Now. There's a curious norm about all this, and it's what the APA points to. We're not supposed to talk about it. Any of it. Mostly, we're supposed to pretend like everything's fine, and life is going on as usual. Normal normal normal. Nothing out there in the world is normal anymore. From politics to economics to society to culture. Right down to everyday life. Everything is weird, dislocated, dehumanized, and more and more of what we do feels empty, a charade, a performance, from politics to economics to society. And yet we're supposed to not talk about it.

It serves less than no purpose. We're in a profound crisis of being, as I call it, and not talking about it only makes it worse. The old norm that we're not supposed to talk about it based on a certain assumption: mean reversion, or the idea that things always go back to normal. So just grin and bear it, sweat it out, stiff upper lip, don't rock the boat, and all the rest of it. And in a way, I suppose, maybe it makes some sort of sense: if things are eventually going back to normal, then sure, why bother taking about how it feels during a temporary hiccup or downdraft? The chill will soon turn right back to a sunny glow. But this time is different. Things aren't going back to normal, and increasingly we all know it. That's why we feel anxious. We don't know what happens next, we only know it's not what used to happen before.

We need to share all this. The depth and range and complexity of what we really feel. How intense and painful it can really be. What mistakes we feel we've made, and what we feel we want to change. It's from that impetus that we turn all this difficulty into meaning. That we orient ourselves in constructive, positive, and transformative ways again.

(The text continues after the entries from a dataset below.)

PR #2547, opened 2024-08-20
Fix global types

fmauNeko:
`global.kuzzle` typing is broken, this PR fixes it.

It also includes a conversion of the `KuzzleEventEmitter` class to TypeScript in order to provide better typings.

### DIFF
--- a/lib/kuzzle/event/KuzzleEventEmitter.ts
+++ b/lib/kuzzle/event/KuzzleEventEmitter.ts
@@ -19,25 +19,43 @@
  * limitations under the License.
  */
 
-"use strict";
-
 // Most of the functions exposed in this file should be viewed as
 // critical section of code.
 
-const assert = require("assert");
+import assert from "assert";
 
-const EventEmitter = require("eventemitter3");
-const Bluebird = require("bluebird");
-const debug = require("debug")("kuzzle:events");
-const { v4: uuidv4 } = require("uuid");
+import Bluebird from "bluebird";
+import EventEmitter from "eventemitter3";
+import { v4 as uuidv4 } from "uuid";
+import { default as kuzzleDebug } from "../../util/debug";
 
-const Promback = require("../../util/promback");
-const memoize = require("../../util/memoize");
-const PipeRunner = require("./pipeRunner");
-const kerror = require("../../kerror");
+import * as kerror from "../../kerror";
+import {
+  AskEventDefinition,
+  AskEventHandler,
+  CallEventHandler,
+  EventDefinition,
+  HookEventHandler,
+  PipeEventHandler,
+} from "../../types/EventHandler";
+import memoize from "../../util/memoize";
+import Promback from "../../util/promback";
+import PipeRunner from "./pipeRunner";
 
-class PluginPipeDefinition {
-  constructor(event, handler, pipeId = null) {
+const debug = kuzzleDebug("kuzzle:events");
+
+class PluginPipeDefinition<
+  TEventDefinition extends EventDefinition = EventDefinition,
+> {
+  public event: TEventDefinition["name"];
+  public handler: PipeEventHandler<TEventDefinition>;
+  public pipeId: string | null;
+
+  constructor(
+    event: TEventDefinition["name"],
+    handler: PipeEventHandler<TEventDefinition>,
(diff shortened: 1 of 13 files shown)


lib/kuzzle/event/KuzzleEventEmitter.ts
```diff
@@ -46,39 +64,43 @@ class PluginPipeDefinition {
...
-     * @type Map<string, Function[]>
      */
     this.pluginPipes = new Map();
 
     /**
      * Map of plugin pipe definitions by pipeId
-     *
-     * @type Map<string, PluginPipeDefinition>
      */
     this.pluginPipeDefinitions = new Map();
```
Kuruyia, line 88: Why didn't you specify the generics explicitly here as well?
```
this.pluginPipes = new Map<string, PipeEventHandler[]>();
...
this.pluginPipeDefinitions = new Map<string, PluginPipeDefinition>();
```

lib/types/Global.ts
```diff
@@ -1,5 +1,5 @@
 import { Backend } from "../core/backend";
-import { Kuzzle } from "../kuzzle";
+import { Kuzzle } from "../kuzzle/kuzzle";
```
Kuruyia, line 2: (If that doesn't break anything), maybe convert the [index.js](https://github.com/kuzzleio/kuzzle/blob/4ef12c7654f2a9af437054ebbae0324a8d481ea0/lib/kuzzle/index.js) file to TypeScript instead?

etrousset (approved):

Kuruyia (approved):

lib/kuzzle/event/KuzzleEventEmitter.ts
```diff
@@ -183,11 +208,13 @@ class KuzzleEventEmitter extends EventEmitter {
     const events = getWildcardEvents(event);
     const funcs = [];
 
-    for (let i = 0; i < events.length; i++) {
```
alexandrebouthinon, line 186: This old for loop was choose to increase performance, I don't know if `for (let i = 0; i < ...)` is still faster than `for (const ... of ...)` in later Node.js versions

lib/kuzzle/event/KuzzleEventEmitter.ts
```diff
@@ -360,8 +403,8 @@ async function pipeCallback(error, ...updated) {
     await Bluebird.map(corePipes, (fn) => fn(...updated));
   }
 
-  for (let i = 0; i < this.events.length; i++) {
```
alexandrebouthinon, line 363: This old for loop was choose to increase performance, I don't know if `for (let i = 0; i < ...)` is still faster than `for (const ... of ...)` in later Node.js versions

lib/kuzzle/event/KuzzleEventEmitter.ts
```diff
@@ -135,17 +157,21 @@ class KuzzleEventEmitter extends EventEmitter {
...
     const events = getWildcardEvents(event);
-    debug('Triggering event "%s" with data: %o', event, data);
+    debug('Triggering event "%s" with data: %o', event, args);
+
+    if (events.length === 0) {
+      debug('No listeners for event "%s"', event);
+      return false;
+    }
 
-    for (let i = 0; i < events.length; i++) {
```
alexandrebouthinon, line 146: This old for loop was choose to increase performance, I don't know if `for (let i = 0; i < ...)` is still faster than `for (const ... of ...)` in later Node.js versions

alexandrebouthinon (approved):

And that's what really matters. You see, Sartre once famously said: "man is a useless passion." He knew he couldn't save anyone from the jaws of existence, it's terror and despair. And he went on being a noble and great humanist anyways. This is our challenge in this age, too. Yes, the world is crumbling around us. And yet we must orient ourselves in positive, constructive, and transformative ways to save what we can of it. That might not be much, or it might be more than you think. We don't know yet. But if we don't try, then surely, all is lost.

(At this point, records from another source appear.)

PR #388, opened 2015-03-18
Feature/527 optimization plotting update how pie radar charts are plotted

nikgraf:
https://trello.com/c/NShjSesw/527-optimization-plotting-update-how-pie-radar-charts-are-plotted

The radar-chart now is optimised to show an area for low, best, height data. You can see a good example under http://optima.dev/#/graphs

The type-selector was refactored to manage the graph types completely. Thanks to @dmitryevseev for point it out & pairing with me. The types now are reseted properly for the analysis page (a regression from this commit https://github.com/optimamodel/Optima/commit/7c5ed05e2db154055a8e97d59f4b35af58e93f4f)


client/source/js/modules/analysis/optimization-ctrl.js
```diff
@@ -2,15 +2,13 @@ define(['./module', 'angular', 'underscore'], function (module, angular, _) {
...
+    $interval, meta, cfpLoadingBar, CONFIG, modalService, typeSelector,
     optimizations, optimizationHelpers) {
 
       $scope.chartsForDataExport = [];
 
       $scope.meta = meta;
-      $scope.types = graphTypeFactory.types;
-      // reset graph types every time you come to this page
-      angular.extend($scope.types, angular.copy(CONFIG.GRAPH_TYPES));
+      $scope.types = typeSelector.types;
```
sebastianconcept: Resetting controller state is something too important to sneak in between code. It should have its own method.

And I'm glad you got rid of it anyway :)

client/source/js/modules/model/calibration-ctrl.js
```diff
@@ -27,9 +27,8 @@ define(['./module', 'angular', 'underscore'], function (module, angular, _) {
       $scope.projectInfo = info;
       $scope.canDoFitting = $scope.projectInfo.can_calibrate;
 
-      $scope.types = graphTypeFactory.types;
-      // reset graph types every time you come to this page
-      angular.extend($scope.types, angular.copy(CONFIG.GRAPH_TYPES));
+      $scope.types = typeSelector.types;
```
sebastianconcept: Ditto optimization-ctrl

client/source/js/modules/ui/type-selector/type-selector-ctrl.js
```diff
@@ -1,9 +1,10 @@
 define(['./module', 'underscore'], function (module, _) {
```
sebastianconcept: Missing main comment.

For every controller (or directive) it would be good practice to add on top its main comment stating *the reason for being* of that thing.

client/source/js/modules/ui/type-selector/type-selector-ctrl.js
```diff
@@ -15,11 +16,32 @@ define(['./module', 'underscore'], function (module, _) {
       }
 
       $scope.$on('$stateChangeSuccess',function() {
-        showPartInViews('typeSelector', [
```
sebastianconcept: When the reaction to an event is implemented on the spot of where the observation is made (like here is) what happens is that you make the code the opposite of intention revealing. 

When you care to name a method with a meaningful name (probably a the verb/action) what happens, due to the inverted pyramid principle, is that you make it more intention revealing, more friendly and fast to read and cheaper to maintain.

From line 19 to line 53 what action you intended for that controller?
That's the name of the method that should encapsulate that implementation (which, by the way, could have its proper comment which is not the case now)

client/source/js/modules/ui/type-selector/type-selector-service.js
```diff
@@ -0,0 +1,36 @@
+/**
+ *  A service with helper functions for calibration.
+ */
```
sebastianconcept: Here is a nice *reason for being* comment :+1: 

Wouldn't hurt to add concrete details about what this guy do like:
1. enables costs options
2. resets calibration

And future methods extending functionality can review this comment and add it as 3. 4. etc

client/source/js/modules/analysis/optimization-ctrl.js
nikgraf: Yep, an initialise method would be nice here.

Actually I'm a bit conflicted about moving the reset to the type-selector. Now it magically resets the types manually. Once you add a page you would need to update the type-selector to handle it properly. Sounds tightly coupled to update a different module to make sure this new page/controller behaves as expected.

On the other hand it feels like the type-selectors responsibility to manage the state of the type-service.

client/source/js/modules/ui/type-selector/type-selector-ctrl.js
nikgraf: :+1:

client/source/js/modules/ui/type-selector/type-selector-ctrl.js
nikgraf: Rather than creating another method I described it in the controller comment as what happens here is the core of the controllers purpose.

Does that sound good as well?

client/source/js/modules/analysis/optimization-ctrl.js
sebastianconcept: yes, I would never be afraid of doing coupling when the concerns are right.

The optimization controller knows it has a children that can `reset` something, is okay to ask for that action when matters. What is not right is that this controller implement the reset. The how should a reset happen is a concern of the guy that holds that state. Makes sense?

nikgraf: Totally :smile:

The only way that we begin that task—and it's an immense task, if we're honest—is to begin this emotional journey. Because what's the alternative? We feel overwhelmed. We go numb. We stop functioning, like young people say they're doing. That way lies shutdown. And at the end of that road, we become easy prey for demagogues and lunatics, who are predators of broken spirits and feeble minds. So to begin this task before us, we have to go on this emotional journey, of all these new emotions.

That's hard, because they're not easy ones to contend with. That's why I explained that we're all feeling this stuff together, yet the norm of isolation and pretense is keeping us from really understanding that well. It's through understanding how this age is shaping us as individuals—hey, you feel this way? I feel three of those things, and also this—that we begin to make meaning of it. And from that meaning comes a renewed sense of change. A hunger to transform, to create, to renew, to elevate, to hold one another through these difficult times—remember, this is a death—and to lift one another up past them.

We are all we have. We have two roads before us now. One is the road of antagonism, and you can see how demagogues and fanatics are already taking us down it—and yet we all know where it ends: in ruin, folly, and self-destruction. Then there's the road of protagonism. But a protagonist is a figure who struggles.

This, my friends, is our struggle. Like the crew of a great ship, lost at sea, none of us can find our way home alone. None of us are Odysseus on this journey. All of us are Odysseus on this journey. Isn't it time we started talking about it?